EXERCISE PROMPT. Copy every line below precisely as it appears.

[Start of section]

PR #1437, opened 2021-06-21
fix(PlanCalculator): fix order of plans

jcamposmk:
### **Fix order of plans**
task link: https://makingsense.atlassian.net/browse/DW-545

- The user navigates to /plan-selection/standard
- Plans are displayed in the order: by contacts, by sending and by credits

Results: 

image

### DIFF
--- a/src/components/ChangePlan/PlanCalculator.test.js
+++ b/src/components/ChangePlan/PlanCalculator.test.js
@@ -5,6 +5,7 @@ import PlanCalculator from './PlanCalculator';
 import IntlProvider from '../../i18n/DopplerIntlProvider.double-with-ids-as-values';
 import { AppServicesProvider } from '../../services/pure-di';
 import { MemoryRouter, Route } from 'react-router-dom';
+import { orderPlanTypes } from '../../utils';
 
 describe('PlanCalculator component', () => {
   afterEach(cleanup);
@@ -21,10 +22,11 @@ describe('PlanCalculator component', () => {
     },
   };
 
+  const planTypes = orderPlanTypes(['prepaid', 'subscribers', 'monthly-deliveries']);
   const planServiceDoubleBase = {
     getPlanList: () => [],
     mapCurrentPlanFromTypeOrId: () => {},
-    getPlanTypes: () => ['prepaid', 'subscribers', 'monthly-deliveries'],
+    getPlanTypes: () => planTypes,
     getBuyUrl: () => '',
   };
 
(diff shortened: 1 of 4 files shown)


src/components/ChangePlan/PlanCalculator.test.js
```diff
@@ -67,6 +69,16 @@ describe('PlanCalculator component', () => {
...
+
+      // check the order of the plan types
+      const navigatorTabs = container.querySelector('.tabs-nav');
+      const it = planTypes[Symbol.iterator]();
+      let tab = navigatorTabs.firstChild;
+      while (tab) {
+        const planType = it.next().value;
+        expect(tab).toHaveTextContent(`plan_calculator.plan_type_${planType.replace('-', '_')}`);
+        tab = tab.nextSibling;
+      }
```
andresmoschini, line 81: Is there not a high-level way of doing this? (without using `Symbol`, `next()`, and `while`)

jcamposmk: Yes. I don't know why I did it like that.It's better that way: 
```
planTypes.forEach((planType) => {
    expect(tab).toHaveTextContent(`plan_calculator.plan_type_${planType.replace('-', '_')}`);
    tab = tab.nextSibling;
});
```

src/utils.test.js
```diff
@@ -8,12 +8,77 @@ import {
...
   logAxiosRetryError,
-  addLogEntry,
+  orderPlanTypes,
 } from './utils';
 import { renderHook } from '@testing-library/react-hooks';
 import queryString from 'query-string';
 
 describe('utils', () => {
+  describe('orderPlanTypes', () => {
+    it('should sort plan types when all first plans are', () => {
```
cbernat, line 18:
```suggestion
    it('should sort plan types when all first plans are present', () => {
```

src/utils.ts
```diff
@@ -250,6 +250,26 @@ export function getPlanFee(plan: Plan): number {
   return plan.type === 'prepaid' ? (plan as PrepaidPack).price : (plan as FeaturedPlan).fee;
 }
 
+const firstPlansDefault: PlanType[] = ['subscribers', 'monthly-deliveries', 'prepaid'];
```
cbernat, line 253: How about indicating in this variable that we are talking about order or sorting?
```suggestion
const firstPlansDefaultOrder: PlanType[] = ['subscribers', 'monthly-deliveries', 'prepaid'];
```

src/utils.test.js
jcamposmk: applied!

src/utils.ts
jcamposmk: great! applied!

cbernat:
👍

[End of section]

RESPONSE.
PR #1437, opened 2021-06-21
fix(PlanCalculator): fix order of plans

jcamposmk:
### **Fix order of plans**
task link: https://makingsense.atlassian.net/browse/DW-545

- The user navigates to /plan-selection/standard
- Plans are displayed in the order: by contacts, by sending and by credits

Results: 

image

### DIFF
--- a/src/components/ChangePlan/PlanCalculator.test.js
+++ b/src/components/ChangePlan/PlanCalculator.test.js
@@ -5,6 +5,7 @@ import PlanCalculator from './PlanCalculator';
 import IntlProvider from '../../i18n/DopplerIntlProvider.double-with-ids-as-values';
 import { AppServicesProvider } from '../../services/pure-di';
 import { MemoryRouter, Route } from 'react-router-dom';
+import { orderPlanTypes } from '../../utils';
 
 describe('PlanCalculator component', () => {
   afterEach(cleanup);
@@ -21,10 +22,11 @@ describe('PlanCalculator component', () => {
     },
   };
 
+  const planTypes = orderPlanTypes(['prepaid', 'subscribers', 'monthly-deliveries']);
   const planServiceDoubleBase = {
     getPlanList: () => [],
     mapCurrentPlanFromTypeOrId: () => {},
-    getPlanTypes: () => ['prepaid', 'subscribers', 'monthly-deliveries'],
+    getPlanTypes: () => planTypes,
     getBuyUrl: () => '',
   };
 
(diff shortened: 1 of 4 files shown)


src/components/ChangePlan/PlanCalculator.test.js
```diff
@@ -67,6 +69,16 @@ describe('PlanCalculator component', () => {
...
+
+      // check the order of the plan types
+      const navigatorTabs = container.querySelector('.tabs-nav');
+      const it = planTypes[Symbol.iterator]();
+      let tab = navigatorTabs.firstChild;
+      while (tab) {
+        const planType = it.next().value;
+        expect(tab).toHaveTextContent(`plan_calculator.plan_type_${planType.replace('-', '_')}`);
+        tab = tab.nextSibling;
+      }
```
andresmoschini, line 81: Is there not a high-level way of doing this? (without using `Symbol`, `next()`, and `while`)

jcamposmk: Yes. I don't know why I did it like that.It's better that way: 
```
planTypes.forEach((planType) => {
    expect(tab).toHaveTextContent(`plan_calculator.plan_type_${planType.replace('-', '_')}`);
    tab = tab.nextSibling;
});
```

src/utils.test.js
```diff
@@ -8,12 +8,77 @@ import {
...
   logAxiosRetryError,
-  addLogEntry,
+  orderPlanTypes,
 } from './utils';
 import { renderHook } from '@testing-library/react-hooks';
 import queryString from 'query-string';
 
 describe('utils', () => {
+  describe('orderPlanTypes', () => {
+    it('should sort plan types when all first plans are', () => {
```
cbernat, line 18:
```suggestion
    it('should sort plan types when all first plans are present', () => {
```

src/utils.ts
```diff
@@ -250,6 +250,26 @@ export function getPlanFee(plan: Plan): number {
   return plan.type === 'prepaid' ? (plan as PrepaidPack).price : (plan as FeaturedPlan).fee;
 }
 
+const firstPlansDefault: PlanType[] = ['subscribers', 'monthly-deliveries', 'prepaid'];
```
cbernat, line 253: How about indicating in this variable that we are talking about order or sorting?
```suggestion
const firstPlansDefaultOrder: PlanType[] = ['subscribers', 'monthly-deliveries', 'prepaid'];
```

src/utils.test.js
jcamposmk: applied!

src/utils.ts
jcamposmk: great! applied!

cbernat:
👍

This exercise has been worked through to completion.